-------- STUDY MATERIAL

PR #990, opened 2024-10-01
Update to qibolab 0.2

stavros11:
I am starting this by squashing the commits of #809, because many of them was keeping up-to-date with the many API changes during the qibolab 0.2 development and these are not very relevant for the final commit history.

The update requires roughly the following steps:
- [x] Update the `_acquisition` in all routines (list of routines below).
- [x] Update the methods that update the `Platform` after each routine. This should mainly affect the update.py file and not the routines themselves.
- [x] Deal with parameters that are no longer in the qibolab `Platform`. These are not required for execution, but usually calculated/updated by qibocal (T1, T2, fidelities, etc.). #1021 
- [x] Fix pylint and tests. Most like this has to come after the first two (or at least the first), because currently even just the `PulseSequence` manipulation is broken almost everywhere.
- [x] Fix any direct references to qibolab, which are based on the 0.1 API, in the docs.

This update should not affect the qibocal interface. I called the branch `0.2` because I assumed that we will eventually release it as such, in order to maintain agreement between qibolab-qibocal versions, but this is not strictly required if we don't break the qibocal interface (we could keep going with qibocal 0.1.*). I could change the branch name if it is confusing.

@Edoardo-Pedicillo mentioned that a potential qibocal refactoring was being discussed, however I would suggest to keep the two independent unless there is an important reason not to. If you want the "refactored qibocal" to support qibolab 0.1, you need to do this refactor first, however based on the discussed priorities, I think we should go ahead with 0.2 and forget 0.1 as soon as possible.

To elaborate a bit more on the above points:
(1) requires the most work, however it is also the tedious kind of work, so there should be no significant blocking points. I will add below a list of the routines, to split them among the people involved and keep track what is updated. In every routine we need to update the `PulseSequence` creation, how the native pulses are obtained from the `Platform`, how `Sweeper`s are defined and potentially how results are obtained and post-processed. Qibolab devs could potentially give a tutorial with more details. Some routines are already updated (see below) so they could serve as template.

(2) may be a bit trickier because, unlike (1), we don't have a POC yet and qibolab 0.2 is not very user-friendly when it comes to `Platform` parameter updates. I am planning to open another PR (on top of this) with a POC to discuss and once this is finalized we can propagate to all updates. The good news is that this can also progress independently of point 1.

(3) is not strictly required for things to work and the simplest solution is to just drop all the updates of such parameters. If users want to report them, they can refer to the corresponding reports, until we come up with a better way to store them. However, alternative solutions are welcome (@andrea-pasquale @alecandido ).

Points 4 and 5 should come naturally as 1 and 2 are completed.

<details>

<summary>List of routines to be updated (taken from `__init__` ):</summary>

- [x] "allxy",
<del> - [ ] "allxy_drag_pulse_tuning", </del> (because it could be just a qibocal script)
- [x] "single_shot_classification",
- [x] "spin_echo" (saving single shots not tested),
- [x] "spin_echo_signal" (saving single shots not tested),
- [x] "t1" (saving single shots not tested),
- [x] <del> "t1_sequences", https://github.com/qiboteam/qibocal/pull/1036 </del>(we can drop it since all drivers in 0.2 should support sweepers over duration)
- [x] "t1_signal" (saving single shots not tested),
- [x] "t2", https://github.com/qiboteam/qibocal/pull/1036
- [x] <del> "t2_sequences", https://github.com/qiboteam/qibocal/pull/1036 </del>(we can drop it since all drivers in 0.2 should support sweepers over duration)
- [x] "t2_signal", https://github.com/qiboteam/qibocal/pull/1036
- [x] "zeno", https://github.com/qiboteam/qibocal/pull/1036
- [x] <del>"zeno_signal", https://github.com/qiboteam/qibocal/pull/1036 </del> (we can drop it since the version with probability should be enough) 
- [x] <del> "coupler_chevron" </del> #1039 ,
- [x] <del>  "coupler_qubit_spectroscopy"</del> #1039 ,
- [x] <del> "coupler_resonator_spectroscopy"</del> #1039 ,
- [x] "dispersive_shift", https://github.com/qiboteam/qibocal/pull/1036
- [x] "dispersive_shift_qutrit", https://github.com/qiboteam/qibocal/pull/1036
- [x] "drag_tuning", https://github.com/qiboteam/qibocal/pull/1036
- [x] <del> "fast_reset", </del>(we can drop it since no driver in 0.2 supports fast reset)
- [x] "flipping", https://github.com/qiboteam/qibocal/pull/1036
- [x] <del>"flipping_signal", https://github.com/qiboteam/qibocal/pull/1036 </del>
- [x] <del>"avoided_crossing", </del> (we can drop it since it will be replaced #1037)
- [x] "qubit_crosstalk",https://github.com/qiboteam/qibocal/pull/1036
- [x] "qubit_flux" (see https://github.com/qiboteam/qibocal/pull/990#issuecomment-2407367608),
- [x] <del>"qubit_flux_tracking", </del>(we can drop it temporarily since it performs correction of the order of kHz)
- [x] <del>"resonator_crosstalk", </del> (we can drop it since we can evaluate the crosstalk matrix just with qubit crosstalk)
- [x] "resonator_flux" (see https://github.com/qiboteam/qibocal/pull/990#issuecomment-2407367608),
- [x] "qubit_spectroscopy",
- [x] "qubit_spectroscopy_ef", https://github.com/qiboteam/qibocal/pull/1036
- [x] "qutrit_classification", https://github.com/qiboteam/qibocal/pull/1036
- [x] "rabi_amplitude",
- [x] "rabi_amplitude_signal",
- [x] "rabi_length",
- [x] "rabi_amplitude_ef", https://github.com/qiboteam/qibocal/pull/1036
- [x] <del>"rabi_length_sequences", </del>(to be dropped see other sequences experiments)
- [x] "rabi_length_signal",
- [x] "ramsey" (unrolling not tested),
- [x] "ramsey_signal" (unrolling not tested),
- [x] "filtered_rb", https://github.com/qiboteam/qibocal/pull/1036
- [x] "standard_rb", https://github.com/qiboteam/qibocal/pull/1036
- [x] "readout_characterization", https://github.com/qiboteam/qibocal/pull/1036
- [x] "readout_mitigation_matrix", https://github.com/qiboteam/qibocal/pull/1036
- [x] "resonator_amplitude", https://github.com/qiboteam/qibocal/pull/1036
- [x] "resonator_frequency", https://github.com/qiboteam/qibocal/pull/1036 (to be dropped since to evaluate the best frequency the dispersive shift protocol should enough)
- [x] <del>"twpa_frequency", </del>(to be converted into a script) 
- [x] <del> "twpa_frequency_power", </del>(to be converted into a script) 
- [x] <del>"twpa_frequency_snr", </del>(to be converted into a script)
- [x] <del>"twpa_power", </del>(to be converted into a script) 
- [x] <del>"twpa_power_snr", </del>(to be converted into a script)
- [x] "resonator_punchout",
- [x] <del> "resonator_punchout_attenuation", </del> (to be reintroduced after qblox driver is ready for 0.2)
- [x] "resonator_spectroscopy",
- [x] "calibrate_state_discrimination", https://github.com/qiboteam/qibocal/pull/1036
- [x] "time_of_flight_readout", https://github.com/qiboteam/qibocal/pull/1036
- [x] "chevron",
- [x] "chevron_signal",
- [x] <del>"chsh_circuits", </del>  (we will add it later)
- [x] <del>"chsh_pulses",  </del> (we will add it later)
- [x] "correct_virtual_z_phases",
- [x] <del>"correct_virtual_z_phases_signal"</del>, (to be removed)
- [x] "state_tomography", https://github.com/qiboteam/qibocal/pull/1036
- [x] "allxy_resonator_depletion_tuning", (to be discussed)
- [x] "two_qubit_state_tomography", https://github.com/qiboteam/qibocal/pull/1036
- [x] "qubit_power_spectroscopy", https://github.com/qiboteam/qibocal/pull/1036
- [x] "rabi_amplitude_frequency",  https://github.com/qiboteam/qibocal/pull/1036
- [x] "rabi_amplitude_frequency_signal", https://github.com/qiboteam/qibocal/pull/1036
- [x] "rabi_length_frequency", https://github.com/qiboteam/qibocal/pull/1036
- [x] "rabi_length_frequency_signal", https://github.com/qiboteam/qibocal/pull/1036
- [x] "standard_rb_2q", https://github.com/qiboteam/qibocal/pull/1036
- [x] "standard_rb_2q_inter", https://github.com/qiboteam/qibocal/pull/1036
- [x] "optimize_two_qubit_gate", https://github.com/qiboteam/qibocal/pull/1036

</details>


stavros11:
Note that testing updated routines on hardware also requires a working platform that complies with the qibolab 0.2 interface. As of now the only available is https://github.com/qiboteam/qibolab_platforms_qrc/pull/153.

src/qibocal/protocols/resonator_spectroscopy.py
```diff
@@ -184,35 +189,42 @@ def _acquisition(
...
-    for qubit in targets:
-        ro_pulses[qubit] = platform.create_qubit_readout_pulse(qubit, start=0)
+    for q in targets:
+        natives = platform.natives.single_qubit[q]
+        ro_sequence = natives.MZ.create_sequence()
+        ro_pulses[q] = ro_sequence[0][1]
 
         if params.amplitude is not None:
-            ro_pulses[qubit].amplitude = params.amplitude
+            ro_pulses[q].amplitude = params.amplitude
```
sorewachigauyo, line 198: I was asked to try out the 0.2 branch, and this routine was marked as updated.
This currently fails because of the frozen pulse parameters.

alecandido: I guess this has not been tested setting the `amplitude` parameter. But thanks for checking it, most likely the best course of action is just unmarking it, and check all parameters options.

stavros11: Indeed, thanks for pointing this out @sorewachigauyo (and sorry for not mentioning earlier). I have not used the option to overwrite default pulse parameters through the routine while testing. The same issue should exist when trying to overwrite duration/amplitude in Rabi amplitude/length respectively. You should still be able to use these routines if you don't ovewrite (just put `amplitude: null` in the action runcard), which will use the default amplitudes in your parameters.json.

I will soon fix this using the proper pydantic `replace`.

stavros11: Now this functionality should be fixed in 25dddc171c76128361d294059bbd8189f6fec8c9 and 47d97daa5eaf4544d57744382dda0f580e6724a9. However, I was only able to run using the dummy, because our QM does not seem online right now, so I am not 100% sure that everything works properly.

sorewachigauyo: I tested this to be working and sent you the results on matrix.

stavros11:
In 4154ea914fe8a6928f86b965cc6ff6076d5d6e35 I updated the resonator and qubit flux routines. Here are some examples on 

* qw11q: http://login.qrccluster.com:9000/zCADyOH9REGlihNzbs5wVQ==, http://login.qrccluster.com:9000/thAfEvfURuK21lagxVlkMQ==
* qw5q_platinum: http://login.qrccluster.com:9000/wf3OKDQuTDiOxUVCoOrNag==, http://login.qrccluster.com:9000/-dW4I4e6SgeToDRh1IxNUw==

As mentioned elsewhere, these routines are making use of some parameters that are no longer in the qibocal platform, such as the crosstalk matrix and bare resonator frequency for the fit of resonator flux and the anharmonicity for the qubit flux of the 02 state. I have temporarily disabled/set dummy values in the related points, however we should probably find a solution on how to deal with these parameters before merging this.

stavros11:
I have updated most routines that are needed for basic calibration of a chip from scratch. See the spoiler in the first post for the list of updated routines. I have tested these on qw11q and they seem to work. If anyone tries to use this and encounters any issues or if some important routine is missing let us know. For TII, it should work with the platforms on qibolab_platforms_qrc main and the latest qibolab main (qw11q should also work with 0.2.0 release).

For the rest of routines I will probably need some help. I will now shift focus on #996 to implement the updates using the method discussed.

andrea-pasquale:
> I am starting this by squashing the commits of #809, because many of them was keeping up-to-date with the many API changes during the qibolab 0.2 development and these are not very relevant for the final commit history.
> 
> The update requires roughly the following steps:
> 
>     * [ ]  Update the `_acquisition` in all routines (list of routines below).
> 
>     * [ ]  Update the methods that update the `Platform` after each routine. This should mainly affect the update.py file and not the routines themselves.
> 
>     * [ ]  Deal with parameters that are no longer in the qibolab `Platform`. These are not required for execution, but usually calculated/updated by qibocal (T1, T2, fidelities, etc.). #1021 
> 
>     * [ ]  Fix pylint and tests. Most like this has to come after the first two (or at least the first), because currently even just the `PulseSequence` manipulation is broken almost everywhere.
> 
>     * [ ]  Fix any direct references to qibolab, which are based on the 0.1 API, in the docs.
> 
> 
> This update should not affect the qibocal interface. I called the branch `0.2` because I assumed that we will eventually release it as such, in order to maintain agreement between qibolab-qibocal versions, but this is not strictly required if we don't break the qibocal interface (we could keep going with qibocal 0.1.*). I could change the branch name if it is confusing.
> 
> @Edoardo-Pedicillo mentioned that a potential qibocal refactoring was being discussed, however I would suggest to keep the two independent unless there is an important reason not to. If you want the "refactored qibocal" to support qibolab 0.1, you need to do this refactor first, however based on the discussed priorities, I think we should go ahead with 0.2 and forget 0.1 as soon as possible.
> 
> To elaborate a bit more on the above points: (1) requires the most work, however it is also the tedious kind of work, so there should be no significant blocking points. I will add below a list of the routines, to split them among the people involved and keep track what is updated. In every routine we need to update the `PulseSequence` creation, how the native pulses are obtained from the `Platform`, how `Sweeper`s are defined and potentially how results are obtained and post-processed. Qibolab devs could potentially give a tutorial with more details. Some routines are already updated (see below) so they could serve as template.
> 
> (2) may be a bit trickier because, unlike (1), we don't have a POC yet and qibolab 0.2 is not very user-friendly when it comes to `Platform` parameter updates. I am planning to open another PR (on top of this) with a POC to discuss and once this is finalized we can propagate to all updates. The good news is that this can also progress independently of point 1.
> 
> (3) is not strictly required for things to work and the simplest solution is to just drop all the updates of such parameters. If users want to report them, they can refer to the corresponding reports, until we come up with a better way to store them. However, alternative solutions are welcome (@andrea-pasquale @alecandido ).
> 
> Points 4 and 5 should come naturally as 1 and 2 are completed.
> List of routines to be updated (taken from `__init__` ):

alecandido:
Whenever someone can take a look, please consider merging/rebasing on `main` to solve the conflicts (even discarding everything, if they do not apply to the new version).

andrea-pasquale:
@alecandido @Edoardo-Pedicillo @stavros11 I think we should be more or less ready to merge. Only coverage is failing which at this point we could fix in another PR. I know that it will be pretty difficult too review the PR given the amount of files changes. I tested most of the things on hardware so I am not expecting to find huge problems.

@hay-k @HishamKazim eventually you could also start testing this (if you have time) given that you guys are mostly working on calibration.

andrea-pasquale (approved):

stavros11:
I have done some comparisons between 0.1 and 0.2 (using this branch) on qw11q:
* Single shot: http://login.qrccluster.com:9000/6Iisf1W1T1KrStCypqIR-Q==, http://login.qrccluster.com:9000/iQCjykMTSOOHd8Jq7knHtA==
* Rabi amplitude: http://login.qrccluster.com:9000/wAeqh9o8Q0ebEfbTslCzZQ==/, http://login.qrccluster.com:9000/2P5wVGx6TV6k0Aw9kAcfUQ==/
* T1: http://login.qrccluster.com:9000/fJ6Qi3ABTruVIOgCe4d78w==, http://login.qrccluster.com:9000/3Sd_pNOwSCes-qIuwOQgHA==
* Ramsey detuned: http://login.qrccluster.com:9000/OR3tXHH_T62xSM6orw8AaQ==, http://login.qrccluster.com:9000/1-QRamA7TJSiMTpqaIbYGg==
* AllXY: http://login.qrccluster.com:9000/C9djroZ8QJWrDQOLtftbuQ==/, http://login.qrccluster.com:9000/TyMHnbHoRpSsY2Iic3n_zw==
* Chevron: http://login.qrccluster.com:9000/uxAuiz8wTzC7b0W1D9fS1Q==, http://login.qrccluster.com:9000/aMzhVDeoQ722XyU9jbthZw==
* CZ phases: http://login.qrccluster.com:9000/jgnsuJs9Sp-Bh8fwPVWbeQ==, http://login.qrccluster.com:9000/jvzUSBsXRaOk0tuxTbM7dg==
* CHSH: http://login.qrccluster.com:9000/jCZJNfrHQiCrlrOC8n342Q==, http://login.qrccluster.com:9000/tjSYbmTSS6O4d7rl3TtlNg==/

These tests were done using the qw11q platform from the `0.1` branch of qibolab and the corresponding converted platform for 0.2 (which can be found in https://github.com/qiboteam/qibolab_platforms_qrc/pull/205).

Most routines I tried look similar among the two versions. There are known discrepancies on
* Rabi length with interpolated sweepers (to be fixed in driver),
* Ramsey detuned (see above - not investigated yet),
* CHSH (partly known issue that will be fixed in the driver). Also, this routine is not part of this PR so I would postpone the discussion for #1049.

Note that these tests are an in a small subset of routines. However, I would still ask others to try using 0.2 so that we can identify other problems, if there are any. Maybe merging this could be a good step towards that direction.

src/qibocal/protocols/two_qubit_interaction/chevron/chevron.py
```diff
@@ -169,41 +143,46 @@ def _aquisition(
...
         )
-        data.sweetspot[ordered_pair] = platform.qubits[ordered_pair[1]].sweetspot
         sweeper_duration = Sweeper(
-            Parameter.duration,
-            params.duration_range,
-            pulses=[sequence.get_qubit_pulses(ordered_pair[1]).qf_pulses[0]],
-            type=SweeperType.ABSOLUTE,
+            parameter=Parameter.duration,
+            range=(params.duration_min, params.duration_max, params.duration_step),
+            pulses=flux_pulses + [delay_low, delay_high],
```
stavros11, line 164: After a discussion with @aorgazf, I believe there is a mistake here (most likely from my side) because the `delay_low` and `delay_high` should also contain the delays for the initial drive pulses so we cannot sweep them together with the flux pulse. The proper solution would be to add separate constant delays on the acquisition channel to compenstate for the drives and then another delay that is swept here together with the flux pulse.

I can fix it (it may require small refactor), but I would also like to investigate in more detail what happens, because I am pretty sure that I ran this routine before on hardware and got similar results to 0.1. Has anyone else (@andrea-pasquale ) tried that routine?

andrea-pasquale: > After a discussion with @aorgazf, I believe there is a mistake here (most likely from my side) because the `delay_low` and `delay_high` should also contain the delays for the initial drive pulses so we cannot sweep them together with the flux pulse. The proper solution would be to add separate constant delays on the acquisition channel to compenstate for the drives and then another delay that is swept here together with the flux pulse.

I agree with the correction.



> I can fix it (it may require small refactor), but I would also like to investigate in more detail what happens, because I am pretty sure that I ran this routine before on hardware and got similar results to 0.1. Has anyone else (@andrea-pasquale ) tried that routine?

I've not tried it recently and I also didn't notice a significant difference. I can test it again.

andrea-pasquale: I've implemented the correct pulse sequence for the chevrons in https://github.com/qiboteam/qibocal/pull/990/commits/3ef4f92a6c3de8d37c6fde1b6699377e5d1f3cc5

src/qibocal/protocols/two_qubit_interaction/chevron/utils.py
```diff
@@ -14,68 +16,70 @@
...
+        (drive_channel, second_rx),
+    ]
 
-    sequence.add(measure_lowfreq)
-    sequence.add(measure_highfreq)
+    # add readout
+    sequence += low_natives.MZ() + high_natives.MZ()
 
-    return sequence
+    return sequence, flux_pulse, [ro_low_delay, ro_high_delay]
```
stavros11, line 82: Thanks @andrea-pasquale for updating the Chevron and sorry I almost forgot I was supposed to fix that (and the delay in reviewing).

Shouldn't we also return `drive_delay` here, as we need to sweep this together with the readout delays, right? This is for the drive pulse that plays after the flux pulses (if I am reading this right).

Also, I am not fully convinced that parking will work properly. In particular, I see that the parking pulses don't participate in the duration sweeper, however, I would expect that if we are stretching the CZ flux pulse, we also need to stretch any parking pulses accordingly. In any case, I think my original implementation was ignoring parking altogether, possibly because it was not very trivial to do and I didn't want to spend too much time, however we should probably have a look if we are actually interested in using it.

I did not test all this on hardware, I just looked over the code. I am also a bit concerned on how these `dt` delays will be handled by the QM driver, but if there are issues there they should be addressed in qibolab, not here.

andrea-pasquale: @stavros11 yes, you are correct we should return also the `drive_delay`. The motivation for this extra pulse is that the high frequency qubit is oscillating between $\ket{1}$ and $\ket{2}$, however since our classification doesn't take into account state $\ket{2}$ I don't know if we can trust exactly the probability measured. Some references (see section 5.8 [here](https://web.physics.ucsb.edu/~martinisgroup/theses/Chen2018.pdf)) suggest to play an extra $RX(\pi)$ pulse such that we can map $\ket{1} \rightarrow \ket{0}$ to get a better estimate for the probability of $\ket{0}$ (given that applying a $RX(\pi)$ should not modify the qubit).


> Also, I am not fully convinced that parking will work properly. In particular, I see that the parking pulses don't participate in the duration sweeper, however, I would expect that if we are stretching the CZ flux pulse, we also need to stretch any parking pulses accordingly. In any case, I think my original implementation was ignoring parking altogether, possibly because it was not very trivial to do and I didn't want to spend too much time, however we should probably have a look if we are actually interested in using it.

Since I was modifying the code I took a look also at the parking quickly (particulary because we will need it for the B3-B4 pair). I believe that if I stretch the parking pulse as you suggested it should work as expected.

andrea-pasquale: I think parking now is "working" here is an example with http://login.qrccluster.com:9000/DUbmlfLBQXO6GbTxfVrP3A==/ and without http://login.qrccluster.com:9000/xJivo9O1S1eRf_cwyzFrwQ==/.
I'm still not sure about the other signal which I am seeing above the resonance...

stavros11: Thanks for the updates and testing. Now it looks good to me, assuming that the parking pulses in `raw_flux_sequence` only play on channels of other qubits, not the ones already participating in the chevron (as low/high frequency, because then there may be issues with the pulse scheduling), but I think that's a fair assumption.

Edoardo-Pedicillo (approved):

----------------

## GOAL OF THE EXERCISE
Filter the records for the string "docs" and copy every line that holds it.

## RESPONSE BOX
- [x] Fix any direct references to qibolab, which are based on the 0.1 API, in the docs.
>     * [ ]  Fix any direct references to qibolab, which are based on the 0.1 API, in the docs.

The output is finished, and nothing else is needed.